There are two options.

Option A is that we wait "Steve time" which is where it took Apple 4 years after USB 3.0 was released to start adopting it.

Option B is that Tim sees sense and gets this added in 2014. I really don't see anything happening until at least Q2 2014 though.
 

11thIndian

macrumors regular
Oct 5, 2007
166
0
Hamilton, Ontario
There are two options.

Option A is that we wait "Steve time" which is where it took Apple 4 years after USB 3.0 was released to start adopting it.

Option B is that Tim sees sense and gets this added in 2014. I really don't see anything happening until at least Q2 2014 though.

Or the 3rd option, which is the one [just like with USB3] where Apple includes it on their machines as soon as Intel releases a processor chip-set that support it natively.
 

carestudio

macrumors 6502a
Aug 6, 2008
653
164
USB3.1 ... oh no.... i am wondering if I should hold off the new MacPro and wait for the newer MacPro next year which may have USB 3.1 instead of 3.0 :(
 

11thIndian

macrumors regular
Oct 5, 2007
166
0
Hamilton, Ontario
This is ridiculous.

USB3 and Thunderbolt is not an either/or equation. Is TB more expensive? Yes. Is it faster? Yes. Not every faster, better technology gets to be immediately commoditized so that every layperson can/should use it.

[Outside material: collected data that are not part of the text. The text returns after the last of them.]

PR #1224, opened 2020-04-07
Added some new string manipulation stocks

milutinke:
Added the following stocks:
- IsStringNumber
- IsStringFloat
- StringToLowerCase
- StringToUpperCase
- IndexOfChar
- LastIndexOfChar
- CopyC

Tested:
Test plugin source link: https://pastebin.com/hqfSZNxY
Test results: https://i.imgur.com/4CawNKq.png


plugins/include/string.inc
```diff
@@ -557,3 +557,149 @@ stock int ImplodeStrings(const char[][] strings, int numStrings, const char[] jo
...
 	return total;
 }
+
+/**
+ * Checks if the given string is an integer (Supports negative values)
+ *
+ * @param szString     Input string
+ * @return             Boolean
+ */
+stock bool IsStringNumber(const char[] szString)
```
dvander, line 567: Does need a temporary string? I think it would work to skip past spaces and then call StringToIntExt() and check the return value.

plugins/include/string.inc
```diff
@@ -557,3 +557,149 @@ stock int ImplodeStrings(const char[][] strings, int numStrings, const char[] jo
...
+ * Converts the given string to lower case
+ *
+ * @param szString     Input string for conversion and also the output
+ * @return             void
+ */
+stock void StringToLowerCase(char[] szInput) 
+{
+	int iIterator = 0;
+	int iLength = strlen(szInput);
+	char[] szOutput = new char[iLength + 1];
```
dvander, line 596: Is a temporary needed here, given that the string is modified in place?

plugins/include/string.inc
```diff
@@ -557,3 +557,149 @@ stock int ImplodeStrings(const char[][] strings, int numStrings, const char[] jo
...
+ * Converts the given string to upper case
+ *
+ * @param szString     Input string for conversion and also the output
+ * @return             void
+ */
+stock void StringToUpperCase(char[] szInput) 
+{
+	int iIterator = 0;
+	int iLength = strlen(szInput);
+	char[] szOutput = new char[iLength + 1];
```
dvander, line 620: Same comment as above.

plugins/include/string.inc
```diff
@@ -557,3 +557,149 @@ stock int ImplodeStrings(const char[][] strings, int numStrings, const char[] jo
...
+ * @return             Boolean
+ */
+stock bool IsStringFloat(const char[] szString) 
+{
+	char cCharacter;
+	int iIterator;
+	int iP;
+	int iLength = strlen(szString);
+	
+	while (0 < szString[iIterator] <= 255) {
```
dvander, line 647: It will be much easier to write this as a wrapper around StringToFloatEx(), which will also make sure the parsing is consistent.

plugins/include/string.inc
milutinke: I never heard of StringToIntExt and I cannot find it in the documentation.
The reason I used a temporary value is to avoid modifying the original string when trimming.

dvander: Sorry, StringToIntEx. You don't need to modify the string if you skip spaces with a counter.

milutinke:
I have simplified the StringToUpper and StringToLower case.
Regarding the FindCharInString, I did not know about that function, I can change IndexOfChar and LastIndexOfChar to wrap the FindCharInString.
IsStringNumber and IsStringFloat do not work intended when they wrap StringToInt and StringToFloat. Results of the test with those: https://i.imgur.com/4l1JzGd.png

peace-maker:
That's why dvander suggested using the `Ex` variants of those natives. They return the number of characters consumed for the number, so checking if the whole string was consumed does what you want.

```
stock bool IsStringInteger(const char[] str, int nBase=10)
{
	int result;
	return StringToIntEx(str, result, nBase) == strlen(str);
}

stock bool IsStringFloat(const char[] str)
{
	float result;
	return StringToFloatEx(str, result) == strlen(str);
}
```

dvander:
If you want to be very strict, you can do:

```
stock bool IsStringFloat(const char[] str)
{
	float result;
	return StringToFloatEx(str, result) == strlen(str) && !IsStringInt(str);
}
```

milutinke:
Changed the code to apply your advices.

Changed IsStringNumber and IsStringFloat to wrap StringToIntEx and StringToFloatEx.
Changed IndexOfChar to wrap FindCharInString.
Added CopyC

KyleSanderson:
@milutinke I've made some adjustments that I thought were appropriate. What do you think?

KyleSanderson:
@milutinke any update on this?

KyleSanderson (approved):

milutinke:
> @milutinke any update on this?
Sorry for replying this late, I've not received a notification about this for some reason back then.
CopyC does not exist in Source Mod, at least to my knowledge.

Alienmario:
> If the goal is to add more string stocks for common stuff, I feel like borrowing a few more ideas from python would make sense. Such as IsStringAlpha/Numeric/AlNum, IsStringASCII, IsStringPrintable, StringEndsWith. There's already char versions of some of those, so making string equivalents doesn't seem unreasonable.

+1 I've missed StringEndsWith in almost every other plugin I made.

Alienmario:
Sorry to bump, can we get some update on this? I feel like converting String case is a very fundamental operation and it would be nice to have SM ship with it.

peace-maker:
Would adding wrappers for other available stock functions really help or make the API more confusing?

I've reviewed this again and am in favor of adding more string utility stocks as suggested, but am hesitant on adding wrappers like `IndexOfChar` -> `FindCharInString`. Having multiple functions doing the same thing doesn't help readability of code. But `FindCharInString` is a mouthful and not the best choice of name for what it does after all.

milutinke:
> Would adding wrappers for other available stock functions really help or make the API more confusing?
> 
> I've reviewed this again and am in favor of adding more string utility stocks as suggested, but am hesitant on adding wrappers like `IndexOfChar` -> `FindCharInString`. Having multiple functions doing the same thing doesn't help readability of code. But `FindCharInString` is a mouthful and not the best choice of name for what it does after all.

People who come from other programming languages are used to IndexOfChar name, so it would not hurt having it in my opinion.
But yeah, I am fine without it being added too.

Alienmario:
@sirdigbot Maybe you should make a PR after all, as this one appears cursed.
I can help providing some stocks I've been using.

milutinke:
For some reason I did not get notifications until now (all of them) for this PR even I'm subscribed.
Since I've stopped doing any CS:GO related stuff years ago, I'll close the PR, thus a new one can be opened with the proposed changes.

Alienmario:
> Sure, go ahead. I'll take a look. Though I already have a massive list of proposed stocks from the last time I had a go at a PR.

```
stock bool StrEndsWith(const char[] str, const char[] suffix, bool caseSensitive = true)
{
	return StrEndsWithEx(str, strlen(str), suffix, caseSensitive);
}

stock bool StrEndsWithEx(const char[] str, int realLen, const char[] suffix, bool caseSensitive = true)
{
	int suffixLen = strlen(suffix);
	return (realLen >= suffixLen && StrEqual(str[realLen - suffixLen], suffix, caseSensitive));
}

// Non-ex func already used by arraylist
stock int FindStringInArrayEx(const char[][] array, int len, const char[] str, bool caseSensitive = true)
{
	for (int i = 0; i < len; i++)
	{
		if (StrEqual(str, array[i], caseSensitive))
		{
			return i;
		}
	}
	return -1;
}

// Non-ex funcs already used by arraylist
stock int FindValueInArrayEx(const any[] array, int len, const any val)
{
	for (int i = 0; i < len; i++)
	{
		if (array[i] == val)
		{
			return i;
		}
	}
	return -1;
}

stock int FindCharInArray(const any[] array, int len, const int val, bool caseSensitive = true)
{
	int i = FindValueInArrayEx(array, len, val);
	if (!caseSensitive && i == -1)
	{
		int val2 = IsCharLower(val) ? CharToUpper(val) : CharToLower(val);
		if (val2 != val)
		{
			i = FindValueInArrayEx(array, len, val2);
		}
	}
	return i;
}

// Like SplitString, but more efficient?
stock int SplitByChar(const char[] szSource, char c, char[] szBuffer, int nSize)
{
	int i = 0;
	while (szSource[i] != c)
	{
		if (szSource[i] == '\0')
		{
			return -1;
		}
		i++;
	}
	i++;
	strcopy(szBuffer, i < nSize ? i : nSize, szSource);
	return i;
}
```
If you pick any, I can clean them up and add docs. I especially like StrEndsWithEx as it lets me check for multiple file extensions without calculating string length repeatedly.

Additionally I think FindCharInString stock can be optimized (in forward mode at least) by removing strlen at the beginning and checking for end of string inside the loop.

Alienmario:
> StrEndsWithEx I feel is too specific and your use case is better replaced by regex.

Here is my use case https://github.com/Alienmario/smartdm-redux/blob/main/scripting/include/smartdm_redux.inc#L110
I fell like regex is a overkill for such a simple function.
The gains may be smaller than expected, but I like having the option.
Keep in mind strlen computation time grows with length of string.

Some will say USB3.1 is fast enough. For those people, great! But for those that need the extra bandwidth, however large that group is; Thunderbolt is the faster [better] option, and I've never thought twice about the price premium, because it enables me to get my work done faster, and do more.

This is like saying the new MacPro should be cheaper, and that iMacs will replace them all. If you need that power, it comes at a cost. And just because you don't need it or can't afford it- doesn't make it any less necessary to those who do.

This strikes me as a bizarre kind of tech entitlement.

----------

USB3.1 ... oh no.... i am wondering if I should hold off the new MacPro and wait for the newer MacPro next year which may have USB 3.1 instead of 3.0 :(

Please do- then mine won't be backordered as long.